*** Given entries ***

PR #720, opened 2021-05-27
Places xy/radec position assignments under the correct if statement

### LINKED ISSUE #711: Should the placement of these xy/radec coord assignment statements be switched?
https://github.com/BEAST-Fitting/beast/blob/f0830b210df971d4017d6e1ab3717c71460eacd5/beast/observationmodel/ast/make_ast_xy_list.py#L175-L183

It seems to me the positions assignments may have been inadvertently inserted under the wrong 'if' statement because presumably:
"if xy_pos and **not** radec_pos..."
then radec_positions need to be assigned. Instead, xy_positions are assigned.
Also:
"if radec_pos and **not** xy_pos..."
then xy_positions need to be assigned, but instead radec_positions are assigned.

Switching the two blocks fixes an eventual error of the type, "UnboundLocalError: local variable 'x_positions' referenced before assignment."

petiay:
Fixes #711.

### DIFF
--- a/beast/observationmodel/ast/make_ast_xy_list.py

*** End of Given entries ***

## Work order:
Your answer must consist only of the lines from the one containing "then radec_positions need" through the last line of the data above, both included, exactly as written.

## Problem solution:
then radec_positions need to be assigned. Instead, xy_positions are assigned.
Also:
"if radec_pos and **not** xy_pos..."
then xy_positions need to be assigned, but instead radec_positions are assigned.

Switching the two blocks fixes an eventual error of the type, "UnboundLocalError: local variable 'x_positions' referenced before assignment."

petiay:
Fixes #711.

### DIFF
--- a/beast/observationmodel/ast/make_ast_xy_list.py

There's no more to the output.